Friday, September 25, 2009
Cfp: "Knowledge: (Trans)Formation," Tunisia, March 3-4, 2010.
This is the 2nd Joint Conference held by the Ecole Normale Supérieure and the English Department, Institut Supérieur des Etudes Littéraires et Humaines of Tunisia.
One of the defining features of our modern life is the unremitting accumulation of knowledge. Indeed, we live in an era governed by a race for knowledge and described by such catchphrases as "the age of knowledge" or "the knowledge society." In earlier phases of the modern project of Enlightenment, the positive aspects of knowledge were emphasised. Rational knowledge was deemed essential to human liberation and accomplishment. Knowledge, however, has darker sides and may have dire consequences. Francis Bacon’s aphorism, "knowledge is power," stated some four centuries earlier, operates at its best now. For knowledge, like any other type of power, can be transformed into a tool of coercion. In our age of impressive development of cognition, it is significant to interrogate the role of knowledge and its effects on individuals, societies and humanity in its entirety.
This conference, therefore, will focus on knowledge as a cultural form, liable to produce meanings and construct new socio-political practices as well as modes of resistance. It will attempt to engage a debate on the formation and transformation, uses and abuses, origins and consequences of different types of knowledge. Participants are invited to bring their contribution to the following thematic areas:
- Knowledge and artistic production: how can art (literature, painting etc.) construct, manipulate and reorient our knowledge of the world?
- Knowledge and postmodernism: does the world provide us with a foundational reality? Is it possible to authenticate any form of knowledge as ‘truth’?
- Knowledge and Feminist thought: how can a feminist informed critique destabilize the hierarchal organization of knowledge and the oppressive structures within which it is assembled and propagated?
- Knowledge and language: does language mediate knowledge? What is the role of discourse in the production, deployment and development of knowledge? Cross-cultural knowledge and interlanguage.
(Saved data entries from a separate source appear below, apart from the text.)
PR #1398, opened 2026-01-06
fix: typescript problems

### LINKED ISSUE #1372: Fix typescript problems

Choollol:
## Summary

Fix most of the type errors in the project.

## Test Plan

1. Ensure that there are no type errors in the project (except for places like generated files, e.g. validator.ts)
2. Also make sure the changes haven't made any breaking changes
- Download-schedule button
- Custom events
- Add schedule (default-generated name)
- Settings menu styles are the same
- Color picker
- AdvancedSearchTextFields has aria-labelledby prop
- Auth and map

## Issues

Closes #1372


dsnsgithub:
~~Can you sync your fork to the `main` branch (along with your fork's branch)? It should fix the staging deploy.~~
Edit: I merged `main` for you, don't worry about the staging failure, it isn't your fault.


Thanks for the PR! It is going to be (and already is) a great help during future development.

dsnsgithub:
Fixed the remaining Next.js type errors and added `pnpm typecheck` to help in the future.

apps/antalmanac/src/actions/AppStoreActions.ts
```diff
@@ -309,16 +313,26 @@ export const loadSchedule = async (
...
-                    AppStore.loadSkeletonSchedule(scheduleSaveState);
+                    error = true;
+                }
+
+                if (error) {
                     openSnackbar(
                         'error',
                         `Network error loading course information for "${providerId}". 	              
-                        If this continues to happen, please submit a feedback form.`
+                            If this continues to happen, please submit a feedback form.`
```
dsnsgithub: nit: I know the whitespace with the snackbar is pretty jank, but is this necessary?

Choollol: Whoops, that might have been Prettier auto-formatting when I saved. Do you want me to undo that change?

dsnsgithub: Sure, the snackbar strings seem to already include a weird mix of whitespace that should be dealt with at a later time, for now just leave it as it was.

Choollol: Just pushed a commit that fixes it!

dsnsgithub: Resolve this conversation and I will re-review :fire:

apps/antalmanac/src/backend/lib/rds.ts
```diff
@@ -622,7 +619,7 @@ export class RDS {
                 .then((res) => {
                     return { users: res[0].users, accounts: res[0].accounts };
                 })
-        );
+        ) as Promise<{ users: User; accounts: Account }>;
```
dsnsgithub: This solves the typescript errors but we shouldn't have to do this because we will be losing type safety. Was this the only way to make it work?

dsnsgithub (changes requested):
From my initial testing, there are no breaking changes and functionality remains intact. 

Hopefully we can iron out the "bunk" DB types.

apps/antalmanac/src/backend/lib/rds.ts
Choollol: If we let typescript deduce the type, we get a bunch of type errors that have to do with null not being able to be assigned to optional properties (which can only take undefined). The functions with those optional properties in their parameter types mostly have inline type declarations, so we could add null to each of those. There is one usage in Signout.tsx that uses a schema-inferred type though (exported from user.ts), and that doesn't have null as an option.

I can think of a couple options, we could either have a unified User/UserInfo type with the added nulls, or we could change the schema which might be risky. Or we could keep the type cast which does lose some safety.

dsnsgithub: My concern is that `User` type is different from the type of the DB user, in that the `User` type has a `userData` key that is added after.

For instance:

The DBuser type is passed under `{ userInfo: users }`, where `users` is actually the DBuser
https://github.com/icssc/AntAlmanac/blob/be4291cb38ec1859ff5b3d6fc64bc285597843d4/apps/antalmanac/src/actions/AppStoreActions.ts#L29

https://github.com/icssc/AntAlmanac/blob/be4291cb38ec1859ff5b3d6fc64bc285597843d4/apps/antalmanac/src/actions/ActionTypesStore.ts#L147

If `users` was actually the `User` type, `userData` would be there under `userInfo.userData`, but it shouldn't and isn't suppose to be there.

https://github.com/icssc/AntAlmanac/blob/be4291cb38ec1859ff5b3d6fc64bc285597843d4/apps/antalmanac/src/actions/AppStoreActions.ts#L129-L138





To move between the DB user and the normal user which **we should not do** because none of the functions are expecting `User` (thanks https://deepwiki.com/icssc/AntAlmanac):
```ts
static async getUserAndAccountBySessionToken(  
      db: DatabaseOrTransaction,  
      refreshToken: string  
  ): Promise<{ users: User; accounts: Account }> {  
      return db.transaction(async (tx) => {  
          const result = await tx  
              .select()  
              .from(sessions)  
              .innerJoin(users, eq(sessions.userId, users.id))  
              .innerJoin(accounts, eq(users.id, accounts.userId))  
              .where(eq(sessions.refreshToken, refreshToken))  
              .execute();  
    
          if (result.length === 0) {  
              throw new Error('Session not found');  
          }  
    
          const dbUser = result[0].users;  
          const dbAccount = result[0].accounts;  
    
          // Transform database user to application User type  
          const appUser: User = {  
              id: dbUser.id,  
              userData: await RDS.getUserDataByUid(tx, dbUser.id).then(data => data?.userData || { schedules: [], scheduleIndex: 0 }),  
              name: dbUser.name || undefined,  
              email: dbUser.email || undefined,  
              avatar: dbUser.avatar || undefined,  
              imported: dbUser.imported || undefined,  
          };  
    
          return { users: appUser, accounts: dbAccount };  
      });  
  }
```

---

Edit: This AI code snippet from DeepWiki has some bugs:
`dbUser.imported || undefined` will return undefined when `dbUser.imported` is false. 
The use of `|| undefined` is also not great because of potential bugs with falsy values.

I shouldn't have even included it, just thought it would be helpful to illustrate the differences between the DB user type and the normal User type.

--- 

I think the best course of action might be using the types given by Drizzle (maybe adding the null/undefined checks that you said with the DB types ~~similar to the snippet above~~) and making sure the functions that consume it have accurate types.

dsnsgithub: cc: @KevinWu098 thoughts?

Choollol: Just trying to understand what you're proposing at the end of your reply, are you saying we could do something similar to the snippet but without making `users` a `User` and just add the null checks, then change the types that the other functions expect?

That sounds good to me, just one small problem in `Signout.tsx` that keeps a state variable of type `User`. We can probably change this though, since it only uses the `avatar` and `name` properties, so I agree with the idea of returning the DB type.

dsnsgithub: Sorry for being unclear, it is pretty much the first option that you proposed in your previous comment.

Leave the DB types alone:

```ts
static async getUserAndAccountBySessionToken(db: DatabaseOrTransaction, refreshToken: string) {
    return db.transaction((tx) =>
        tx
            .select()
            .from(sessions)
            .innerJoin(users, eq(sessions.userId, users.id))
            .innerJoin(accounts, eq(users.id, accounts.userId))
            .where(eq(sessions.refreshToken, refreshToken))
            .execute()
            .then((res) => {
                return { users: res[0].users, accounts: res[0].accounts };
            })
    );
}
```

Add the null checks like you said for the optional types.

Fix `Signout.tsx` types, it should not be expecting `User` type if it is calling this function.

KevinWu098: I'm pretty OOTL here, but as long as things compile and continue to work, i trust y'all :3

dsnsgithub: > I'm pretty OOTL here, but as long as things compile and continue to work, i trust y'all :3

I think if you were "ITL", you would wonder how things **are** still compiling and continuing to work 🤣.
I didn't even know you could make a Next.js build with TypeScript/ESLint errors until now, it usually blocks you.

This PR should help resolve these mysteries though (thanks @Choollol!) 😄

Choollol: Just pushed another commit that adds the null options! That should (hopefully) be the last of the type errors, at least for this function.

apps/antalmanac/src/lib/tourExampleGeneration.ts
```diff
@@ -202,6 +202,7 @@ export function sampleClassFactory({
     finalExam,
 }: sampleClassOptions): ScheduleCourse {
```
dsnsgithub, line 203: Anteater API changed their schema/types in the time between creating this PR and reviewing it (https://github.com/icssc/anteater-api/pull/272). 

The existing code is extremely fragile as is, breaking and creating a TypeScript error as soon as the API modifies their schema in any way. `pnpm install` should not be able to create TypeScript errors and this implementation needs to be changed when type checking is enforced.

apps/antalmanac/src/lib/tourExampleGeneration.ts
dsnsgithub, line 222: If there are better solutions, let me know, but for now we can add `isCancelled` to fix the type error and I will approve the PR on the next review.

```diff
@@ -219,6 +219,7 @@ export function sampleClassFactory({
                 sectionEnrolled: '500',
                 totalEnrolled: '500',
             },
+            isCancelled: false,
             numNewOnlyReserved: '0',
             numOnWaitlist: '99',
             numRequested: '0',
```

Choollol: Done!

Choollol: If there's a better way to do this, to avoid type errors like this when database schemas change, please let me know too! I'm not sure how to solve this either and it'd probably be good to know.

dsnsgithub (approved):
LGTM!

PR #1406, opened 2026-01-07
ci: sst deploy environment

KevinWu098:
## Summary
This PR adds a unique staging environment to the deploy workflow. Previously, new deploys to `staging` (static) name would overwrite one another as far as github was concerned (the urls would stay deployed though

Bug was introduced in #1237

## Issues

Closes #


alexespejo (approved):
LGTM!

- Knowledge, education and digital technology: how is knowledge produced, disseminated and legitimized in the Academia? How does the electronic revolution affect prospects of human knowledge? How can e-learning and the Virtual Divide reshuffle traditional concepts of education? Can we speak now about efficient education with the chasm separating Digital Natives from Digital Immigrants?
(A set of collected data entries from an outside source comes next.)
PR #1412, opened 2026-01-09
fix: SST locking on simultaneous deployment

dsnsgithub:
## Summary
Add concurrency to deployment workflows.
Prevent SST from locking due to concurrent deployments. Only one instance of the workflow for a given stage can run.

Since SST can presumably simultaneously deploy as long as the stage is different, I have accounted for this.

I chose `cancel-in-progress: false` for the SST workflows, which is actually the default behavior for concurrency groups (and slightly redundant), because I want to emphasize that I don't want the workflow cancelling while running `sst deploy`.

## Issues

Part of https://github.com/icssc/AntAlmanac/commit/580d1f293197efa9e58178e71c8a8fc1d2e7c301 (https://github.com/icssc/AntAlmanac/pull/1392) is probably unnecessary.

### DIFF
--- a/.github/workflows/deploy_production.yml
+++ b/.github/workflows/deploy_production.yml
@@ -4,6 +4,10 @@ on:
     push:
         branches: [main]
 
+concurrency:
+    group: sst-production-deploy
+    cancel-in-progress: false
+
 env:
     AWS_REGION: ${{ secrets.AWS_REGION }}
 
--- a/.github/workflows/deploy_production.yml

- Knowledge and multimedia: what is the role of media, cinema and cyberspace in creating culturally-determined knowledge constructs?
- Knowledge and Globalization: what are the consequences of the growing worldwide economic, political and cultural interdependence?
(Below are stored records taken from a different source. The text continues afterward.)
PR #1413, opened 2026-01-10
feat: AntAlmanac Scheduler

KevinWu098:
> [!CAUTION]
> Do not merge this PR unless explicitly authorized by leadership (Alex, Kevin, Caden)

## Summary
Staging environment for AntAlmanac Scheduler

## Issues

Closes #

PR #1414, opened 2026-01-11
feat: move sidebar/drawer functionality into profile popover

### LINKED ISSUE #1407: AA x PP Move Sidebar to Popover Menu
We want to unify the layouts between AntAlmanac and PeterPortal. We've decided to remove our sidebar and mimic PeterPortal's dropdown menu that appears when clicking on the user's profile. We will port all of the features in the sidebar into the drop down (themes, time, experimental features) 

Reference [PeterPortal's PR](https://github.com/icssc/peterportal-client/pull/923) for how they handle this menu

### PeterPortal menu

Image

calebwongg:
## Summary
Unified the layouts between AntAlmanac and PeterPortal. Removed our sidebar to mimic PeterPortal's dropdown menu that appears when clicking on the user's profile .Ported all of the features from the sidebar into the drop down (themes, time, experimental features)
image
image
image
## Test Plan
Theme tabs work, experimental features work, and log out works
## Issues

Closes #1407


KevinWu098:
Haven't seen the deployment yet, but just from a cursory glance, i'm noticing that the signed in button doesn't quite match the PP implementation -> 

Screenshot 2026-01-11 at 3 43 52 AM

apps/antalmanac/src/components/Header/Signout.tsx
```diff
@@ -79,22 +80,51 @@ export function Signout() {
...
+                            border: '1px solid',
+                            borderColor: 'background.default',
+                        },
+                    },
                 }}
             >
-                <MenuItem onClick={handleLogout}>
+                <SettingsMenu user={user} />
+
+                <Divider style={{ marginTop: '10px', marginBottom: '12px' }}/>
```
calebwongg: I eyeballed A LOT of padding and font sizes, please let me know if there is a better way to style these / if they should be fixed. All of the font sizes using h1, h2, etc. are copied from peterportal but the font sizes using rem are all pretty much eyeballed

apps/antalmanac/src/components/Header/SettingsMenu.tsx
```diff
@@ -52,114 +50,141 @@ function ThemeMenu() {
...
+                            sx={{
+                                flex: 1,
+                                display: 'flex',
+                                alignItems: 'center',
+                                justifyContent: 'center',
+                                gap: 0.5,
+                                padding: '8px 12px',
+                                cursor: 'pointer',
+                                fontWeight: 'bold',
+                                fontSize: '1.1rem',
```
calebwongg: Peterportal has hardcoded font sizes? I wasn't too sure what to use

apps/antalmanac/src/components/Header/SettingsMenu.tsx
```diff
@@ -52,114 +50,144 @@ function ThemeMenu() {
...
+                            key={tab.value}
+                            onClick={() => handleThemeChange(tab.value as 'light' | 'dark' | 'system')}
+                            sx={{
+                                flex: 1,
+                                display: 'flex',
+                                alignItems: 'center',
+                                justifyContent: 'center',
+                                minwidth: 0,
+                                overflow: 'hidden',
+                                textOverflow: 'ellipsis',
```
calebwongg: `minwidth: 0,
overflow: 'hidden',
textOverflow: 'ellipsis',`

There SHOULDN'T be any issues where overflow handling is needed but i added it just in case? Let me know if I should delete it

apps/antalmanac/src/components/Header/Signout.tsx
```diff
@@ -78,23 +80,53 @@ export function Signout() {
...
+                    horizontal: 'right',
+                }}
+                transformOrigin={{
+                    vertical: 'top',
+                    horizontal: 'right',
+                }}
+                slotProps={{
+                    paper: {
+                        sx: {
+                            width: {xs: 200, sm: 260, md: 330},
```
calebwongg: Peterportal popover has a fixed width which works because the elements within the popover are also fixed. 

In one of my above comments I talked about having a dynamic font size (I used 1.1rem), so I added this responsiveness. Again, not sure if we also want to have our popover size fixed. Also, I just chose sizes that "looked good",  but the sizes are kind of just randomly chosen

apps/antalmanac/src/components/Header/Signout.tsx
Awesome-E: If it helps, PeterPortal's root font size is `16px`, which means that every `1rem` should be `16px`.

apps/antalmanac/src/components/Header/Signout.tsx
Awesome-E: I don't think this necessarily has to be pixel-perfect since it requires an additional click to open on both sides. The reason PeterPortal's is fixed instead of going down below 300px is because long usernames or emails are more likely to cause overflow when we fit the content that way.

If it looks good with a long enough name and username, I don't think this is needs to be tweaked that more more from a visual standpoint. The only thing I would consider, if not outsize effort, is the color of the buttons since on Planner's side we use the dark blue.

apps/antalmanac/src/components/Header/Signout.tsx
```diff
@@ -67,7 +69,7 @@ export function Signout() {
                 aria-haspopup="true"
                 aria-expanded={open ? 'true' : undefined}
                 onClick={handleClick}
-                sx={{ width: 'fit-content' }}
+                sx={{ width: 'fit-content', borderRadius: 4 }}
```
CadenLee2: To fix the difference that Kevin pointed out, you can check out the shared component here: https://github.com/icssc/peterportal-client/pull/923/changes (`site/src/shared-components/ProfileMenuButtons.tsx`)

This component isn't necessarily 1-1 compatible with AA (e.g. you will need to add in the avatar/account circle icon code, and may need to restructure some things) but can be used for reference. Ideally you can copy the shared component from the PeterPortal repo into the AntAlmanac shared components folder, then make necessary adjustments, use it here and work from there.

apps/antalmanac/src/components/Header/SettingsMenu.tsx
```diff
@@ -220,69 +250,62 @@ function ExperimentalMenu() {
...
-    }, []);
-
-    const handleDrawerClose = useCallback(() => {
-        setDrawerOpen(false);
-    }, []);
-
-    return (
-        <>
-            <IconButton onClick={handleDrawerOpen} color="inherit" size="large" style={{ padding: '4px' }}>
-                <MenuRounded />
```
alexespejo, line 316: issue: When the user is signed out we should allow them to modify some of the settings like themes, time, etc. PeterPortal keeps the hamburger menu which will open the popover. 

Refernce to how PP handles signed out users: 
Image

sicn4rf:
image
image

issue: the new popover menu is missing these buttons that used to exist at the bottom of the sidebar menu

apps/antalmanac/src/components/Header/Signout.tsx
calebwongg: I'm not sure why it happened, because peter portal appears to be using the mui primary main color. I used this exact same color for AntAlmanac, but it still looks different.

KevinWu098:
Noting that the time setting is not an experimental feature

alexespejo:
Resolve the merge conflict and the git diff seems off I think it should resolve the random files in the git diff too

alexespejo:
I can't lie gang i think that added more to the git diff. Sorry I should have specified that the merge conflict is coming from the `scheduler` branch not `main`

calebwongg:
> I can't lie gang i think that added more to the git diff. Sorry I should have specified that the merge conflict is coming from the `scheduler` branch not `main`

Yeah my bad im working on it right now

apps/antalmanac/src/components/Header/ProfileMenuButtons.tsx
```diff
@@ -0,0 +1,66 @@
...
+import Image from 'next/image';
+import MenuIcon from '@mui/icons-material/Menu';
+import { User } from '@packages/antalmanac-types';
+
+interface ProfileMenuButtonsProps {
+    user: User | null;
+    handleOpen: (event: React.MouseEvent<HTMLElement>) => void;
+    handleSettingsOpen: (event: React.MouseEvent<HTMLElement>) => void;
+}
+const ProfileMenuButtons: FC<ProfileMenuButtonsProps> = ({ user, handleOpen, handleSettingsOpen }) => {
```
alexespejo: nit: prefer exporting non-default components. 
```suggestion
export const ProfileMenuButtons: FC<ProfileMenuButtonsProps> = ({ user, handleOpen, handleSettingsOpen }) => {
```

KevinWu098 (changes requested):
*squint* i have no idea why this branch has so many diffs from other PRs that aren't getting resolved by merging in the upstream...

that aside, things are looking really solid.

Image

I have two styling related points.
1. the logout button looks like it has no padding
2. the donate/about/feedback buttons look like they're `justify-around` rather than `justify-between` (at least visually, i haven't read the code). put another way, there's space to the left and right of that button group so it doesn't align correctly.

After these are addressed, and if the diff could get cleaned up (perhaps this requires a rebase?), i'll dive into the code

KevinWu098:
Other side nit is that the exact positioning of the popover != planner's positioning, but I think that's also downstream of the font/spacing theme differences. just wanted to note it (though no action required presently)

CadenLee2:
> the exact positioning of the popover != planner's positioning, but I think that's also downstream

Agree, this is nearly impossible to notice unless you're explicitly attempting to compare the two.

Some small styling notes include:
1. The primary blue color is indeed different for dark theme between AA and PP currently. (AA's primary gets set to "dodger blue" in dark theme, which is different from the brand darker blue. Searching AA files for `import { BLUE } from '$src/globals';` should show some examples of using the darker blue, which should be an easy change)
2. Hovering the "about" button shows that it's a shorter height than the other two buttons. This is a small detail but ideally should be fast to fix:
image


Otherwise, looks like most of the other issues mentioned in the above conversation are fixed! Note that one idea for the buttons is using a footer like this, though I'd consider that out of scope:
image

KevinWu098 (changes requested):
Image

Notes:
1. Smth happening with overflow on the added page, and only on the added page.
2. When we're loading in, there's no loader on the sign in button anymore — is this intended?

calebwongg:
> Image
> Notes:
> 
> 1. Smth happening with overflow on the added page, and only on the added page.
> 2. When we're loading in, there's no loader on the sign in button anymore — is this intended?

The overflow bug seems to be universal on the scheduler branch. I tested it with the deployment from #1413 and the same issue persists. It also breaks when you switch to the added tab on mobile. 

I did not intend on removing the loader ... will add it back.

apps/antalmanac/src/app/Theme.tsx
```diff
@@ -30,7 +30,7 @@ const lightTheme: PaletteOptions = {
 
 const darkTheme: PaletteOptions = {
     primary: {
-        main: DODGER_BLUE,
+        main: BLUE,
```
KevinWu098: issue: this is a styling regression — we intentionally use the lighter DODGER_BLUE (AA theme) 

Before
Image

After
Image

suggestion: if you're aiming to update the colors in the popover, I would simply apply { BLUE } in the component itself

apps/antalmanac/next.config.mjs
```diff
@@ -7,6 +7,9 @@ const nextConfig = {
     eslint: {
         ignoreDuringBuilds: true,
     },
+    images: {
+        unoptimized: true,
+    },
```
KevinWu098, line 17: question: is this part of the diff? what is the purpose, if it is?

apps/antalmanac/src/components/Header/Header.tsx
```diff
@@ -65,11 +64,12 @@ export function Header() {
...
 
                 <Stack direction="row" sx={{ alignItems: 'center' }}>
-                    <Import key="studylist" />
                     <Save />
+                    <Import key="studylist" />
                     {sessionIsValid ? <Signout /> : <Signin />}
-                    <AppDrawer key="settings" />
                 </Stack>
+                
+
```
KevinWu098: issue: this diff seems extraneous — we do in fact want the ordering to be Import, Save, Menu

see #1410

KevinWu098 (commented):
I need to read the thick of it @profilemenubuttons, but here's a few things i caught

apps/antalmanac/next.config.mjs
calebwongg: Adding this lets us use `'next/image'` to display the user avatars. Next automatically optimizes images but it only works for certain allowed domains for external images/images not in the public folder. The user avatar was something like a `lh3.googleusercontent.com` which was unallowed, so adding this lets us render the image. Peterportal has the same config in their project as well.

I used the nextjs `Image `component because this is consistent with the way peterportal displays their user avatars. Before we were using mui `Avatar`, which I honestly think is a better option for this specific project, because when I use `Image` we need to check to make sure the user avatar isn't undefined with `{avatar ? (` and `{user.avatar ? (`. We need this check because the declaration for a User in `'@packages/antalmanac-types'` declares the user avatar as `'avatar?': 'string',`.

We display the users avatar two times. Once in the header and once in in the popover:
```
 return (
        <Button sx={profileButtonStyles} onClick={handleOpen} variant="text" color="inherit">
            {avatar ? (
                <Image src={avatar} alt={name ?? 'User avatar'} width={24} height={24} style={profilePicStyles} />
            ) : (
                <AccountCircleIcon sx={{ width: 24, height: 24 }} />
            )}
            <MenuIcon />
        </Button>
    );

```
and 

```
<Box sx={{ display: 'flex', alignItems: 'center', gap: 2, mb: 2 }}>
             {user.avatar ? (
                 <Image
                    src={user.avatar}
                    alt={user.name ?? 'User'}
                    width={50}
                    height={50}
                    style={{ borderRadius: '50%', objectFit: 'cover' }}
                />
            ) : (
                <AccountCircleIcon sx={{ width: 50, height: 50 }} />
            )}

```

To reference peter portal's code for displaying their user avatar, it looks like: 
```  <div className="navbar-profile">
      <button className="profile-button" onClick={handleClick}>
        <Image src={picture} alt={name} className="navbar-profile-pic" width={36} height={36} />
      </button>
```
and 
```
<div>
      <div className="profile-popover-header">
        <Image src={picture} alt={name} width="50" height="50" />
        <div>
          <h1 title={name}>{name}</h1>
          <h2 title={email}>{email}</h2>
        </div>
```
        
Theirs looks cleaner and they don't need the check because their `User` type definition is as followed: 
```
export interface User {
  /**
   * google id
   */
  id: string;
  email: string;
  name: string;
  picture: string;
}
```

So using mui `Avatar` would probably be better for us, but it would make more inconsistencies between us and peterportal. Let me know what you think!

calebwongg:
> I need to read the thick of it @profilemenubuttons, but here's a few things i caught

For reference, profilemenubuttons is almost identical to the component from Peter portal.

KevinWu098 (approved):
In the interest of time, I pushed some minor refactors (minor in terms of logic changed which is ~= 0) for readability. Otherwise, this PR LGTM.

I'll note for posterity that I think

How to cope with the uneven distribution of knowledge?
- Knowledge, history and representation: how do issues of identity, community, time and ideology infiltrate knowledge systems?
- Indigenous or "subaltern" knowledge (memory, heritage, folklore, myths, proverbs, dances etc): how can the revival of indigenous knowledge be a form of resistance?
Submission Instructions:
Presentations should not exceed 20 minutes. Abstracts should have about 250 words. The following information should be sent:
1- Title of paper
2- Section (thematic area)
3- Name
4- Affiliation
5- E-mail address
6- Abstract
Schedule:
Deadline for submitting abstracts: December 12th, 2009.
Acceptance of proposals will be notified no later than January 9th, 2010.